* **Exercise requirements**: Your answer should be every line below that includes the word "success".

(Source data)

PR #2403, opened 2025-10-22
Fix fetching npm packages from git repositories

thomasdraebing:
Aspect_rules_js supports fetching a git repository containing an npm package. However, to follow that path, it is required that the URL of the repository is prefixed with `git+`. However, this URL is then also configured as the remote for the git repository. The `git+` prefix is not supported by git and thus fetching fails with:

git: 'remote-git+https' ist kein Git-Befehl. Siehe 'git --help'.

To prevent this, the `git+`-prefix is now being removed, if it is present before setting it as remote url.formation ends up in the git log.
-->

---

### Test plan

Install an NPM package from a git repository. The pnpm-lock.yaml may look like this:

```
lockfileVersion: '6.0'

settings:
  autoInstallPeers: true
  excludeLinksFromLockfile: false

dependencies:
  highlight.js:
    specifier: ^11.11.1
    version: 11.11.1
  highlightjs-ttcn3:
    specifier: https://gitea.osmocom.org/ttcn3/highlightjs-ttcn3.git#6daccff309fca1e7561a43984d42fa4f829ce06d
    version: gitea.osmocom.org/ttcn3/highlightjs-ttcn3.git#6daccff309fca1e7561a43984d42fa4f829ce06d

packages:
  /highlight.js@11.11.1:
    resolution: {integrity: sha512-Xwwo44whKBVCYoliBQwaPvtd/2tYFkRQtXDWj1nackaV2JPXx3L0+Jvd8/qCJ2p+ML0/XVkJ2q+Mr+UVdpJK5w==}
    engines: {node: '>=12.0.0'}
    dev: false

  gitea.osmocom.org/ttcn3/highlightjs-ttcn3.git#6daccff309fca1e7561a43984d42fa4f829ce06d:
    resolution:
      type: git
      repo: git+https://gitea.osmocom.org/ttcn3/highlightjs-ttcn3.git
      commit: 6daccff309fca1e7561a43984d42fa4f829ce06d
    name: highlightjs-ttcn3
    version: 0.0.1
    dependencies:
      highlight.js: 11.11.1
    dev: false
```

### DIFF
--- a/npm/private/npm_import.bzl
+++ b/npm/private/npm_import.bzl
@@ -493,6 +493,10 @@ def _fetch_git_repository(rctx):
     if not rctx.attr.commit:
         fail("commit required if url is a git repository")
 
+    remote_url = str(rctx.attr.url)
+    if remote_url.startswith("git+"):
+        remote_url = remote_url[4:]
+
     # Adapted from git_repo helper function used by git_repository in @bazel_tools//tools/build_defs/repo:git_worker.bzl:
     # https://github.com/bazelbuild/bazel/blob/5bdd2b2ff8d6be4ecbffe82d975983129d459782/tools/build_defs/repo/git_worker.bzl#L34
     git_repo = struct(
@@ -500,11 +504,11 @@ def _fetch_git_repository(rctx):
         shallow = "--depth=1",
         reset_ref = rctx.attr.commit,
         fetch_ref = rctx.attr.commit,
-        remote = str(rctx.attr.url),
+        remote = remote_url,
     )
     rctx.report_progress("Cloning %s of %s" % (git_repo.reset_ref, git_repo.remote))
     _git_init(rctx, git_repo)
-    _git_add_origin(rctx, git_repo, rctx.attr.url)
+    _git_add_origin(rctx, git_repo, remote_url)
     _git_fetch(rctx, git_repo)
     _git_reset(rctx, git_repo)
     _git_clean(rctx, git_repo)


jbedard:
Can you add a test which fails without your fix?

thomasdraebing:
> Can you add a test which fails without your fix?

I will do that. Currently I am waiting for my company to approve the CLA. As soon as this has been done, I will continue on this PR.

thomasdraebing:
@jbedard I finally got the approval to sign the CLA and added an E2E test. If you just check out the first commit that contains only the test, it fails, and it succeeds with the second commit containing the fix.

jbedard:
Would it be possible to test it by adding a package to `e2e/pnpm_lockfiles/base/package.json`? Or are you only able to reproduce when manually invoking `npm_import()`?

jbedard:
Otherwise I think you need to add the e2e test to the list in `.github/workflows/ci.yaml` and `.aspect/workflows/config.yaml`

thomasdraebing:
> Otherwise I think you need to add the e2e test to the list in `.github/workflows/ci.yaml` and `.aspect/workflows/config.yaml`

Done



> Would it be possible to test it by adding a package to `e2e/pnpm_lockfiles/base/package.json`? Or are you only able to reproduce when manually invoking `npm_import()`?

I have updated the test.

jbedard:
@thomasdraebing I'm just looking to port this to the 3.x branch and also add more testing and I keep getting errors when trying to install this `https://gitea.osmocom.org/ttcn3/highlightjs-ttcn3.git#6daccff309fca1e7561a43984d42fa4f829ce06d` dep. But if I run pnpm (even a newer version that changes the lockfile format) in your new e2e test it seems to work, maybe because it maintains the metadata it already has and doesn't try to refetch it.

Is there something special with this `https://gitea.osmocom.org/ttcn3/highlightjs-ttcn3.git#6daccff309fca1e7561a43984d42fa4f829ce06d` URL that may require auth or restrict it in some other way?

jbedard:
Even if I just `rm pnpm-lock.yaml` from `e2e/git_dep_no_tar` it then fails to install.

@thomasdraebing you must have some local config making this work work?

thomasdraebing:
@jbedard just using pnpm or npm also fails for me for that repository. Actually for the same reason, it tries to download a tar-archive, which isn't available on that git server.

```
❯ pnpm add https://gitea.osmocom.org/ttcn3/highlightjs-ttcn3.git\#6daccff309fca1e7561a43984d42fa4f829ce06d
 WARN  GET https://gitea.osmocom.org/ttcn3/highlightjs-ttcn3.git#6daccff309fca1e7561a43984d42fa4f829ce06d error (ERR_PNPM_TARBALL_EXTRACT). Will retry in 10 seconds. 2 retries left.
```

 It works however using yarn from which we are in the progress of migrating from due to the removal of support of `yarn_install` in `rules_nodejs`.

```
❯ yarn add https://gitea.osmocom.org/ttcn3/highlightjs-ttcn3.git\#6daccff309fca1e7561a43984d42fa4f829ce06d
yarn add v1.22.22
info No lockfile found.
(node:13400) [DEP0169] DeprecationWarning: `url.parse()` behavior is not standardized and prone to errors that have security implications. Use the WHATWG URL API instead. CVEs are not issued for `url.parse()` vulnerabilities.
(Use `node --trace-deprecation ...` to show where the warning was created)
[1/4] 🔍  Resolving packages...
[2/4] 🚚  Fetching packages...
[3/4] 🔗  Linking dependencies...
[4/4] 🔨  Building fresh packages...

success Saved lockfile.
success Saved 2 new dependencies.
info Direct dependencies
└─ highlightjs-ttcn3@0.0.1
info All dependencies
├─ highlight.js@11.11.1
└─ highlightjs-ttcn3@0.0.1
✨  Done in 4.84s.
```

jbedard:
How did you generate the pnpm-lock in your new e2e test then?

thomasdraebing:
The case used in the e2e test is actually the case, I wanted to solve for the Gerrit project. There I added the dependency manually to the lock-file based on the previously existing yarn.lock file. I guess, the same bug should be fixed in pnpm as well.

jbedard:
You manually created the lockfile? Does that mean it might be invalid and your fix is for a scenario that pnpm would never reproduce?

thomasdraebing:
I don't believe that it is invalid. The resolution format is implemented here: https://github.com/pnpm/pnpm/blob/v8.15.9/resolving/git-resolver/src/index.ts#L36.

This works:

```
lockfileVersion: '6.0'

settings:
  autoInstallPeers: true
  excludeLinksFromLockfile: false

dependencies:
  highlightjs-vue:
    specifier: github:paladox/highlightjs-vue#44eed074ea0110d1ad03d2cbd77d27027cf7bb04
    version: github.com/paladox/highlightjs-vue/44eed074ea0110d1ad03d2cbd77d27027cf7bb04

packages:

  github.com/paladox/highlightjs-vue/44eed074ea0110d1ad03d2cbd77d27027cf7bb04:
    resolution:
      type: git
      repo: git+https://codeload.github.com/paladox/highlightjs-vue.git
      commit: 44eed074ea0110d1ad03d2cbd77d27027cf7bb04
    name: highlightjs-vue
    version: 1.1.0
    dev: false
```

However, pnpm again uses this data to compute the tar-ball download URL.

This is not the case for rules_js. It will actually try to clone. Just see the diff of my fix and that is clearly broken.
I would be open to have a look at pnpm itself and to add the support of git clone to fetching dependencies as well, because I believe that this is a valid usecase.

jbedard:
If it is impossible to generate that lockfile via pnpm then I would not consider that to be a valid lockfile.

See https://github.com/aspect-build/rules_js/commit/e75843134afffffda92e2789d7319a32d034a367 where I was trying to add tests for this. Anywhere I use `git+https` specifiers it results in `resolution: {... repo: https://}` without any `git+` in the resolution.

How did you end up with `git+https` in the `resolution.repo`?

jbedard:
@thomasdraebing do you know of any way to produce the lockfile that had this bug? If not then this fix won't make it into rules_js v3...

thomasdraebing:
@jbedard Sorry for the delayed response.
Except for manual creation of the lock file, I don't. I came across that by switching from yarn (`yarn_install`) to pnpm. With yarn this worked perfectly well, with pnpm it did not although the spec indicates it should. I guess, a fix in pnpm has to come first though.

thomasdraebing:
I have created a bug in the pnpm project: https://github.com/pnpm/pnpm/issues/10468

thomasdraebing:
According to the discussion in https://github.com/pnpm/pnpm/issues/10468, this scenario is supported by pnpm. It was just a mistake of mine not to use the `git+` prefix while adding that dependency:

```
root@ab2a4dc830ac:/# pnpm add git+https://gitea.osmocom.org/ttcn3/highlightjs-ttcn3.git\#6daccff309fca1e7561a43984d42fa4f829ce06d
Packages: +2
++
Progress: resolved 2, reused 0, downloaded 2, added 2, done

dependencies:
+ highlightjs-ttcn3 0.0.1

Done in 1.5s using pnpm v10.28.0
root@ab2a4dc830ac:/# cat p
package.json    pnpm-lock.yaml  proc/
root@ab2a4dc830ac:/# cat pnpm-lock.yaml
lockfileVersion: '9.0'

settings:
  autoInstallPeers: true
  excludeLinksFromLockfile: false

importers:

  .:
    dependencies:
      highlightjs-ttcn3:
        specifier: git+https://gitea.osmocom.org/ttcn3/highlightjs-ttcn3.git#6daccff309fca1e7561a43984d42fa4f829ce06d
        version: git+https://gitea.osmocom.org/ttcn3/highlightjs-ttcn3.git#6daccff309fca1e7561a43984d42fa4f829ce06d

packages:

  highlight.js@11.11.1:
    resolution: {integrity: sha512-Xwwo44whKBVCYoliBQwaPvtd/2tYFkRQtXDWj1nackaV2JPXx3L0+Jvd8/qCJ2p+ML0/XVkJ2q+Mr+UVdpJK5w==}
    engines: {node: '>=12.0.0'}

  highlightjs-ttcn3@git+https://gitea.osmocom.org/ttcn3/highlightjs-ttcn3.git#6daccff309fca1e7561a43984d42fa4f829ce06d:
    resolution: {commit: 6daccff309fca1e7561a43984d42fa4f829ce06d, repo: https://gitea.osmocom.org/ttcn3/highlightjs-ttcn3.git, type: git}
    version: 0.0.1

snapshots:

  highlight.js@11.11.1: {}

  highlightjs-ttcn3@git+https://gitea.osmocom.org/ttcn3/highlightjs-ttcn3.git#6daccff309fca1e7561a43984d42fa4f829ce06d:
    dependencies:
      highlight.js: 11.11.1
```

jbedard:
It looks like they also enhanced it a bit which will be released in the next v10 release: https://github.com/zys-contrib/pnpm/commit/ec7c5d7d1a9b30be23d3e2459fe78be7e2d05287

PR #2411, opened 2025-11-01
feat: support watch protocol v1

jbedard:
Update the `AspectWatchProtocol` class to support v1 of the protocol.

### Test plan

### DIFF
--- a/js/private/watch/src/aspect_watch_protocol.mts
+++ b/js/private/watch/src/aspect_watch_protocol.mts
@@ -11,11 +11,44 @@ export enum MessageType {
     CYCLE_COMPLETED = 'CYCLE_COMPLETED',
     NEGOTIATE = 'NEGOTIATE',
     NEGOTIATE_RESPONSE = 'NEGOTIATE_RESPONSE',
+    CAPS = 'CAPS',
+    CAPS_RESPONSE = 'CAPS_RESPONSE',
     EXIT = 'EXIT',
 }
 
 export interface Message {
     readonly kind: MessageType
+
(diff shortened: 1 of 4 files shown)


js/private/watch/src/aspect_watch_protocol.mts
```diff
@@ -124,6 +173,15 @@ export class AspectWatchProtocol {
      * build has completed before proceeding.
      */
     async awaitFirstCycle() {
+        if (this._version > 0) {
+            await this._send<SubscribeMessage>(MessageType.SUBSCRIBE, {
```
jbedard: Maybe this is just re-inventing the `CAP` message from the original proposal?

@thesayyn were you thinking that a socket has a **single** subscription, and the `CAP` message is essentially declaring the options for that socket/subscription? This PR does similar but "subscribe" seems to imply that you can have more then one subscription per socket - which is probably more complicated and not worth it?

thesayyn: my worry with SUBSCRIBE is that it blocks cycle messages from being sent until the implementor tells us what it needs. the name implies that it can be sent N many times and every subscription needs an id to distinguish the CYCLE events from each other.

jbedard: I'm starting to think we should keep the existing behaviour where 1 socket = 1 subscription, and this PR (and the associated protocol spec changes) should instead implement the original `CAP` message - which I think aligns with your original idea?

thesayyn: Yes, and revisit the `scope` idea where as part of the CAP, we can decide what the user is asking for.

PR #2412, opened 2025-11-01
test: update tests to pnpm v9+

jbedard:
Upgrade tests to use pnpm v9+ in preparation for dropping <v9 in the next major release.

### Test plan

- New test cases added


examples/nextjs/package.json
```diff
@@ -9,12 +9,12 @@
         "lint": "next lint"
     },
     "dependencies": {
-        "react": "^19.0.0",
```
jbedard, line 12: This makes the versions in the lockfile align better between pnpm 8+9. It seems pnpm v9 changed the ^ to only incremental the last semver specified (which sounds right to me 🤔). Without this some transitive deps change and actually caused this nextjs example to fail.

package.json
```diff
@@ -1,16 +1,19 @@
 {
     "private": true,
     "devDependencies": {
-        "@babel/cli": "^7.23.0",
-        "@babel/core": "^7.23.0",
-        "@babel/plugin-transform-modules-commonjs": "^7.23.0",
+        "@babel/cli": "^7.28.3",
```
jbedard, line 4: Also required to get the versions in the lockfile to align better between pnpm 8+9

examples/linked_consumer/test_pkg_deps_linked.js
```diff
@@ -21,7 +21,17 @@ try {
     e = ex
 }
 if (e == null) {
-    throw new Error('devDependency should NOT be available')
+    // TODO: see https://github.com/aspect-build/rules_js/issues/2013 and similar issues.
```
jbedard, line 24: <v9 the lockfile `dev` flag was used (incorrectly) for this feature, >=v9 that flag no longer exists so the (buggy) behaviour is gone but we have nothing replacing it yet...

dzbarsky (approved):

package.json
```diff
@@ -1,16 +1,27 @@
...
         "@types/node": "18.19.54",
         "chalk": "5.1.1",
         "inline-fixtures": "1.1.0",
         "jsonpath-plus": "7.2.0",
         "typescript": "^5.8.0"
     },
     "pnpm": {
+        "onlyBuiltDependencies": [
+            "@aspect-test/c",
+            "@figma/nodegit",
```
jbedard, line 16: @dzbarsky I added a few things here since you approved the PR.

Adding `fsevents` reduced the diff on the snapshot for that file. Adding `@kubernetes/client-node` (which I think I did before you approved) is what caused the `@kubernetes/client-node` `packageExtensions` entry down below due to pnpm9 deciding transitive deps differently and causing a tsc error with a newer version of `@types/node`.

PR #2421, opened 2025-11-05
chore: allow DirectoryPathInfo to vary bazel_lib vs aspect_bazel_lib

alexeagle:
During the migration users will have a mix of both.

(End Source data)

* **Answer section**:
success Saved lockfile.
success Saved 2 new dependencies.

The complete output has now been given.